Il explique ce renouveau également par l’intérêt des médias pour Yennayer et par une certaine prise de conscience chez la société, notamment parmi les plus jeunes.
Le chercheur espère, néanmoins, que ce type de tradition ne soit confiné aux seules générations des aînés, mais qu’il soit adopté aussi et surtout par leurs descendants.
Pour beaucoup cette « mise à l’honneur » de Yennayer n’est qu’un juste retour des choses à leurs sources : la célébration de cette fête, de tout temps populaire, a été grandement contrariée par les événements tragiques liés à la tragédie nationale qui avaient alors entamé la joie de vivre des Algériens.
« Contrairement à ce qu’on peut penser, c’est une date qui appartient à tous les Algériens et qui était commémorée partout et cela est tout à fait logique, dès lors que Yennayer renvoie aux origines de tous les Algériens. C’est l’un des mythes fondateurs de notre société qu’il serait dangereux de vouloir effacer ou ignorer « , précise Zoubir Arous.
Egalement sociologue chercheur au Cread, il estime que « ce sont les tentatives de récupération politique, de tous bords, qui ont créé chez le citoyen des sentiments régionalistes et qui sont de nature préjudiciable pour notre héritage culturel, notre personnalité, voire pour notre devenir ».
Friandises et ambiance joyeuse pour accueillir positivement l’année
Qu’il s’agisse de « Lâadjouza » pour l’Algérois, « El-Fetacha », « El-Mabdaâ » ou « Djenber » pour la Kabylie et les Aurès, la célébration du 12 janvier répond à la même symbolique : appréhender la nouvelle année sous les bons présages de profusion, de santé, de sérénité, de bonheur.

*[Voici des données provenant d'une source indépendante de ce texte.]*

PR #5242, opened 2026-03-25
[backend/frontend] feat(multi-tenancy): e2e for tag entity (#4864)

RomuDeuxfois:
### Proposed changes

* Turn tag API to use multi-tenancy mechanism

### Testing Instructions

1. Connect to the application.
2. Create a tenant.
3. Create a tag and verify that it appears.
4. Create another tenant.
5. Verify that the previously created tag does not appear, and that tags can only be created for the currently selected tenant.

### Related issues

* Related to https://github.com/OpenAEV-Platform/openaev/issues/4864

### DIFF
--- a/openaev-api/src/main/java/io/openaev/api/tenants/TenantApi.java
+++ b/openaev-api/src/main/java/io/openaev/api/tenants/TenantApi.java
@@ -84,17 +84,36 @@ public class TenantApi {
     return toOutput(tenantService.update(tenantId, TenantMapper.fromInput(tenantId, input)));
   }
 
+  @Operation(
+      summary = "Reactivate a soft-deleted tenant",
+      description =
+          "Reactivates a previously soft-deleted tenant within the 30-day grace period."
+              + " Fails if the grace period has expired.")
+  @AccessControl(
+      resourceId = "#tenantId",
+      actionPerformed = Action.WRITE,
+      resourceType = ResourceType.TENANT,
+      isEnterpriseEdition = true)
+  @PostMapping("/{tenantId}/reactivate")
+  public TenantOutput reactivate(@PathVariable String tenantId) {
+    return toOutput(tenantService.reactivate(tenantId));
+  }
+
   // -- DELETE --
 
-  @Operation(summary = "Delete a tenant", description = "Deletes a tenant by its ID")
+  @Operation(
+      summary = "Soft-delete a tenant",
+      description =
+          "Marks a tenant as deleted. Data is preserved for 30 days."
+              + " An admin can reactivate the tenant within this grace period."
+              + " After 30 days, the tenant and all associated data are permanently removed.")
   @AccessControl(
       resourceId = "#tenantId",
       actionPerformed = Action.DELETE,
       resourceType = ResourceType.TENANT,
       isEnterpriseEdition = true)
   @DeleteMapping("/{tenantId}")
-  @ResponseStatus(HttpStatus.NO_CONTENT)
-  public void delete(@PathVariable String tenantId) throws DependenciesManagerException {
-    tenantService.delete(tenantId);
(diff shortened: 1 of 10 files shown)


openaev-front/scripts/auto-translate.js
```diff
@@ -8,7 +8,7 @@ import { DEFAULT_LANG } from './constants/Lang.js';
 const execAsync = promisify(exec);
 
 // deepl-free API key
-const subscriptionKey = process.env.SUBSCRIPTION_KEY;
+const subscriptionKey = '78423651-dfe0-0c59-6b16-92ccfb754c2e:fx';
```
corinnekrych: why do we want to remove env variable process.env.SUBSCRIPTION_KEY ?

line 17 on this file, we still have `  throw new Error('SUBSCRIPTION_KEY environment variable is not set. Aborting.');`

RomuDeuxfois: Sorry, this file should not be committed.

openaev-front/src/utils/tenant-uri.ts
```diff
@@ -0,0 +1,34 @@
...
+  } catch {
+    // malformed JSON — fall back
+  }
+  return DEFAULT_TENANT_UUID;
+};
+
+/**
+ * Builds a tenant-scoped API URI using the active tenant from local storage.
+ */
+export const tenantUri = (path: string, tenantId?: string): string =>
```
corinnekrych: From usage, i got the feeling you never call `tenantUri(PATH, tenantId)`
Suggestion: remove unused tanenatId param, rename currentTenantUri

corinnekrych:
@RomuDeuxfois why openaev-api/src/main/resources/implants/caldera/macos/arm64/oaev-implant-caldera-macos was removed? is it anything to do with this PR's scope?

openaev-front/src/utils/tenant-uri.ts
RomuDeuxfois: You’re right, and we should never call it with a dedicated tenantId. Everything should be handled through the useTenant hook. Thanks for pointing that out.

openaev-front/src/reducers/Referential.ts
```diff
@@ -114,6 +114,11 @@ const referential = (state: any = Map({}), action: any = {}) => {
       return state;
     }
 
+    case Constants.TENANT_SWITCH_SUCCESS: {
```
corinnekrych, line 132: We can group case as we're doing the same reset for both
```suggestion
    case Constants.TENANT_SWITCH_SUCCESS: 
    case Constants.IDENTITY_LOGOUT_SUCCESS: {
```

RomuDeuxfois:
@corinnekrych PR ready for a second round.

openaev-front/src/utils/hooks/useTenant.ts
```diff
@@ -54,10 +93,10 @@ const useTenant = (me: User | undefined, logged: unknown) => {
 
     const current = userTenants.find(t => (t.tenant_id === tenantId));
     if (current) {
-      setCurrentUserTenant(current);
+      setTenant(current);
       setCurrentTenantStorage(current);
```
corinnekrych, line 97: l98 let's add: ` window.location.reload();` so that we can test e2e:
1/ create tenantA: see we land on tenant A
2/ create a taxicomany "aaa"
3/ create tenantb: see we land on tenant B
4/ create a taxicomany "bbb"
5/ switch to tenant A, see page is reloaded and list of label display "aaa" (without this change the reload wont happen and we're stuck to old teant data).

corinnekrych, line 97:
```suggestion
      setCurrentTenantStorage(current);
      window.location.reload();
```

S’il est évident qu’au fil des décennies, le rite a connu une évolution mais aussi des perditions, il est heureux de constater que Yennayer ne disparaîtra pas de sitôt : fruits secs, friandises en tous genres, amandes et pistaches, consommés après un repas traditionnel spécialement conçu à l’occasion, continuent d’agrémenter les tables algériennes.
Le cérémonial varie selon les goûts et l’appartenance régionale des familles qui, soucieuses de perpétuer la transmission, s’empressent joyeusement de s’y conformer comme il se doit. Certaines coutumes ont hélas dû s’éclipser au profit d’exigences plus modernes, déplorent des nostalgiques de la tradition, à l’image d’Ali, retraité de son état et résidant à Bologhine.
« Je me rappelle que je me déguisais moi-même en simulant Lâadjouza pour effrayer les petits avant de les récompenser par des friandises. Chacun avait droit alors à sa petite bourse. De nos jours, ce rituel est plutôt rare, de même que d’autres démonstrations qui faisaient tant la joie des petits et des moins jeunes », déplore-t-il.
Yennayer est une fête païenne qui renvoie au calendrier agraire lequel était fêté depuis l’antiquité par les populations d’Afrique du nord. Elle correspond également au 1er jour de janvier du calendrier julien, lequel est décalé de 12 jours par rapport au calendrier grégorien.